## [Task item]
Copy out every line of the data that has the word "contract" somewhere in it.

## [The data]

PR #16, opened 2026-05-15
perf: replace O(n²) splice with O(n) filter in filterHeartbeatMessages

yuanrengu:
## Summary

Replace two levels of `splice()` calls in `filterHeartbeatMessages` with a filter-then-rebuild approach, reducing time complexity from O(n²) to O(n).

The function filters heartbeat tool calls from the messages array before LLM input. Previously it used `messages.splice(i, 1)` in the outer loop and `content.splice(j, 1)` in the inner loop — both O(n) per call due to element shifting.

### Changes

- Add `setMessageContentLocal(msg, newContent)` helper for consistent content reassignment across `msg.type === "message"` and normal message shapes
- Outer loop: replace reverse iteration + `splice(i, 1)` → forward iteration into `kept[]` array, skipping removed messages via `continue`
- Inner loop: replace reverse iteration + `splice(j, 1)` → `content.filter(block => !isHeartbeatToolUseBlock(block))`
- Rebuild `messages` array in-place from `kept` list at the end

### Behavior

No functional change — same heartbeat detection, same count semantics, same in-place mutation contract:

| Aspect | Before | After |
|--------|--------|-------|
| Heartbeat ID collection | O(n) scan | O(n) scan (same) |
| Message removal | splice(i, 1), O(n) each | skip via continue, O(1) |
| Content block removal | splice(j, 1), O(n) each | filter, O(n) total |
| Overall time | O(n²) worst-case | O(n) |
| Removal count | 1 per message | 1 per message (same) |

## Test plan

- [x] `npx tsdown` builds successfully
- [x] Heartbeat ID collection unchanged
- [x] Same messages are removed (tool/toolResult by tcId, assistant by content blocks)
- [x] Content block filtering preserves non-heartbeat blocks
- [x] In-place mutation contract preserved (callers receive mutated array)

### DIFF
--- a/src/offload/hooks/llm-input-l3.ts
+++ b/src/offload/hooks/llm-input-l3.ts
@@ -53,6 +53,14 @@ function getMessageRoleLocal(msg: any): string | undefined {
   return msg.role;
 }
 
+function setMessageContentLocal(msg: any, newContent: any[]): void {
+  if (msg.type === "message") {
+    msg.message.content = newContent;
+  } else {
+    msg.content = newContent;
+  }
+}
+
 function collectHeartbeatToolUseIds(msg: any): string[] {
   const role = getMessageRoleLocal(msg);
   if (role !== "assistant") return [];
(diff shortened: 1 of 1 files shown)


Maxwell-Code07:
Hi @yuanrengu, thanks for the PR! 👍

The splice → filter optimization in `filterHeartbeatMessages` is an interesting direction. We'll review the implementation details and get back to you shortly.

Thanks for the contribution! 🙏

withRiver:
Thanks for the PR. The algorithmic analysis is correct, but this optimization has negligible real-world impact in our project. Here's why:

**a) Heartbeat messages are extremely rare**

`filterHeartbeatMessages` filters out tool_use messages containing `HEARTBEAT.md`. In a typical session, there are only single-digit to maybe a dozen such messages — not thousands. When n is this small, the difference between O(n²) and O(n) is negligible.

**b) `splice` has a very low constant factor**

V8 heavily optimizes `Array.splice` (internally it's essentially a `memmove`). For arrays of tens to hundreds of elements, splice can actually be faster than filter + rebuild because:
- `filter` allocates a new array (GC pressure)
- The final `messages.length = 0; for (...) messages.push(msg)` is itself an O(n) traversal and insertion pass

**c) This function is not on a hot path**

`filterHeartbeatMessages` runs once per LLM call. The LLM call itself takes seconds to tens of seconds, while this function processes an array of at most a few hundred to a few thousand messages. Even O(n²) splice on a few thousand messages completes in microseconds — entirely drowned out by LLM network latency.

**d) The new code introduces unconditional overhead**

```typescript
const kept: any[] = [];        // new allocation
// ...
messages.length = 0;           // clear original array
for (const msg of kept) messages.push(msg);  // refill
```

As long as any heartbeat ID exists (i.e. heartbeatIds.size > 0), the new code always iterates all messages and rebuilds the array — even if zero messages are actually removed. The old code only pays for splice when it actually hits a match, making its cost near-zero in the common case.

---

Given the above, this change doesn't deliver measurable performance gain. I'll pass on this one — closing without merge. Thanks for the effort though, and feel free to revisit if profiling data shows this function becoming a bottleneck in the future.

## [Exercise answer]
No functional change — same heartbeat detection, same count semantics, same in-place mutation contract:
- [x] In-place mutation contract preserved (callers receive mutated array)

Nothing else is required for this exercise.